- **Aim of the task**: Each line starting at the one that contains "implicit default** |" and ending at the one that contains "block | 60s |" must be returned exactly, and the rest of the listing is left out.

= Beginning of Section =

PR #1321, opened 2026-06-25
feat(mcp-proxy): make upstream timeout configurable (MCP_PROXY_UPSTREAM_TIMEOUT_SECONDS)

### LINKED ISSUE #1320: MCP proxy hop upstream timeout is hardcoded to 30s (long-running tool calls fail with 504)
## Problem

The auth-server `/mcp-proxy` hop opens its upstream connection with a **hardcoded** 30s timeout:

```python
# auth_server/server.py (mcp_proxy)
async with httpx.AsyncClient(timeout=30.0) as client:
    async with client.stream("POST", upstream_url, ...) as upstream_response:
```

Any upstream MCP tool call that legitimately runs longer than 30s is killed and the hop returns `504 Upstream MCP server timed out`, even when the upstream is healthy and still working.

## Real-world impact

We front kagent multi-cluster A2A coordinator agents through the gateway. A coordinator `invoke_agent` call fans out to many spoke clusters before responding, which routinely exceeds 30s. Simple calls (`list_agents`, `initialize`, `tools/list`) succeed; the heavier delegations time out at exactly 30s.

There is no way to raise this without rebuilding the image, because the value is not configurable.

## Proposed fix

Make the proxy-hop upstream timeout configurable, following the existing `mcp_proxy_max_body_bytes` pattern (settings field + `MCP_PROXY_*` env var fallback + admin-config exposure). Default stays `30.0` so behavior is unchanged unless an operator opts in.

Proposed knob: `MCP_PROXY_UPSTREAM_TIMEOUT_SECONDS` / `settings.mcp_proxy_upstream_timeout_seconds` (float, minimum 1, default 30).

I have a focused PR ready that mirrors the `mcp_proxy_max_body_bytes` implementation (config field, `_read_*` helper with env fallback, admin-config entry, docs, unit tests).

go-faustino:
## Description

The auth-server `/mcp-proxy` hop opens its upstream connection with a **hardcoded** 30s timeout:

```python
# auth_server/server.py (mcp_proxy)
async with httpx.AsyncClient(timeout=30.0) as client:
```

Any upstream MCP tool call that legitimately runs longer than 30s is killed and the hop returns `504 Upstream MCP server timed out`, even when the upstream is healthy and still working. There is no way to raise it without rebuilding the image.

Fixes #1320.

## Root cause

`mcp_proxy()` in `auth_server/server.py` constructs `httpx.AsyncClient(timeout=30.0)` with a literal. Unlike the sibling `mcp_proxy_max_body_bytes` knob, there is no settings field or env var to override it, so operators fronting long-running upstreams (e.g. multi-cluster A2A coordinator agents whose `invoke_agent` fans out to many spoke clusters before responding) get hard 504s at 30s while lighter calls — `initialize`, `tools/list`, `list_agents` — succeed.

## Fix

Make the proxy-hop upstream timeout configurable, mirroring the existing `mcp_proxy_max_body_bytes` implementation exactly:

- `registry/core/config.py` — new `mcp_proxy_upstream_timeout_seconds: float` `Field` (default `30.0`, `gt=0`).
- `auth_server/server.py` — new `_read_mcp_proxy_upstream_timeout()` helper (reads `settings` first, falls back to `MCP_PROXY_UPSTREAM_TIMEOUT_SECONDS`, clamps to a 1s floor, invalid values fall back to the default); `mcp_proxy()` now uses the resolved value instead of the literal.
- `registry/api/config_routes.py` — expose the field in the admin config view (non-sensitive), next to `mcp_proxy_max_body_bytes`.
- `docs/unified-parameter-reference.md` — documented across Docker / Terraform / Helm.

Default stays `30.0`, so behavior is **byte-for-byte unchanged** unless an operator opts in.

## Testing

- `python -m py_compile` on all four changed Python files — passes.
- New unit tests `tests/auth_server/unit/test_server.py::TestMcpProxyUpstreamTimeout` (5 cases): settings value wins, env fallback when settings unset, default when unset, invalid env falls back to default, sub-second value clamped to the 1s floor. Validated the resolution logic standalone (all 5 pass).
- `ruff format --check` clean on the added lines; remaining `ruff check` findings in the touched files are pre-existing `UP042` enum warnings unrelated to this change.

Note: I couldn't run the full suite locally — `uv sync` pulls `torch` (a transitive dep) which fails to download in my sandboxed network. Happy to iterate on any CI findings.

## Checklist

- [x] Working against the latest `main`
- [x] Change is focused on the specific fix (no unrelated reformatting)
- [x] Opened an issue first (#1320)
- [x] Clear commit message
- [x] Added unit tests
- [ ] ~~Full integration test suite run locally~~ (requires `uv sync`, which fails on the `torch` dep in my sandbox; validated via py_compile + standalone logic tests)


go-faustino:
Pushed a follow-up addressing two review points:

### 1. Codecov patch coverage (was 90.9%, 2 missing lines)

The uncovered lines were the `except (TypeError, ValueError)` branch in `_read_mcp_proxy_upstream_timeout()` (a settings value that fails `float()`). Added `test_invalid_settings_value_falls_back_to_default` to exercise it, so the helper is now fully covered.

### 2. Other timeout layers in the proxy chain

I traced the full MCP proxy chain to make sure no other layer silently caps long calls:

| Hop | Layer | Before |
|-----|-------|--------|
| client -> registry nginx (MCP location block) | nginx `proxy_read_timeout` | **unset -> 60s implicit default** |
| registry nginx -> `auth-server:8888/mcp-proxy/` | same block | 60s |
| auth-server uvicorn | request timeout | none (uvicorn has no request timeout) |
| auth-server `mcp_proxy` -> upstream | `httpx.AsyncClient(timeout=...)` | 30s (the original fix) |

The generated MCP location blocks (`nginx_service._create_location_block`) set **no** `proxy_read_timeout`, so they fell back to nginx's 60s default. That made 60s the *next* ceiling: raising `MCP_PROXY_UPSTREAM_TIMEOUT_SECONDS` above 60 would have had no effect because nginx would sever the connection first.

Fix: the MCP location blocks now derive `proxy_read_timeout`/`proxy_send_timeout` from the **same** `MCP_PROXY_UPSTREAM_TIMEOUT_SECONDS` knob plus a fixed 30s headroom buffer (default 30s -> 60s, i.e. byte-for-byte unchanged unless raised). One knob now raises the entire chain, and the inner auth-server hop always times out first so clients get the clean `504 Upstream MCP server timed out` rather than nginx's generic cutoff. `proxy_connect_timeout` stays at 10s (the hop is in-cluster).

Note: set the env on **both** the registry and auth-server deployments (docs updated) — auth-server enforces the inner httpx timeout, registry derives the nginx read timeout. Anything in front of the gateway (e.g. an ALB/ingress idle timeout) is deployment-specific and out of scope for this repo.

Added unit tests for the new `_resolve_mcp_proxy_read_timeout_seconds()` helper (default, scaled, env-fallback, invalid) and extended `test_create_location_block_streamable_http` to assert the timeout directives are emitted.

aarora79:
Thank you for this, @go-faustino, and for the careful writeup and tests.

While this was in flight, the core of this feature landed on `main` via #1356 and #1358, which make the auth-server mcp-proxy hop upstream timeout configurable. The one difference is the knob name: `main` ships it as **`MCP_PROXY_TIMEOUT`** (`settings.mcp_proxy_timeout`), wired across Docker / Terraform / Helm and exposed in the admin config view. Because that already exists, merging this as-is would introduce a second, competing env var for the same behavior, so we're going to close this PR as superseded.

That said, your PR does one thing `main` does not, and it's the better design: deriving nginx's `proxy_read_timeout` for the `/mcp-proxy/` location blocks from the upstream timeout (`ceil(upstream) + 30s` buffer) so a single knob raises the whole proxy chain and the inner hop always times out first. On `main` today that nginx adjustment is still manual (documented, but on the operator). We're going to take that piece from your work and add it to `main` on top of the existing `mcp_proxy_timeout` field, with credit to you.

Closing as superseded by #1356 / #1358. Genuinely appreciate the contribution, and thank you for surfacing the nginx side of this.

aarora79:
Following up: the nginx piece from this PR has now landed on `main` via #1361 (merged in `57664932`). The generated `/mcp-proxy/` location blocks now derive their `proxy_read_timeout`/`proxy_send_timeout` from `MCP_PROXY_TIMEOUT` (plus a 30s buffer), so raising the timeout lifts the whole proxy chain without any manual nginx change, exactly as you designed it here. Credited to you in the code and PR. Thanks again for surfacing this, @go-faustino.

go-faustino:
Thanks so much, @aarora79 — this is a genuinely great outcome, and I really appreciate the care you took closing it out.

Consolidating on a single `MCP_PROXY_TIMEOUT` knob rather than landing a second, competing env var is absolutely the right call — glad the core already landed on `main`. And thank you for taking the nginx piece from here and shipping it in #1361: one knob raising the whole proxy chain so the inner hop always times out first (and clients get the clean 504) was the part I most wanted to see upstream, so I'm really happy it made it in.

No concerns at all with closing as superseded — the end state on `main` is cleaner than this PR. Thanks again for the thoughtful review and the credit; it was a pleasure contributing.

= End of Section =

- **Answer for this exercise**:
| client -> registry nginx (MCP location block) | nginx `proxy_read_timeout` | **unset -> 60s implicit default** |
| registry nginx -> `auth-server:8888/mcp-proxy/` | same block | 60s |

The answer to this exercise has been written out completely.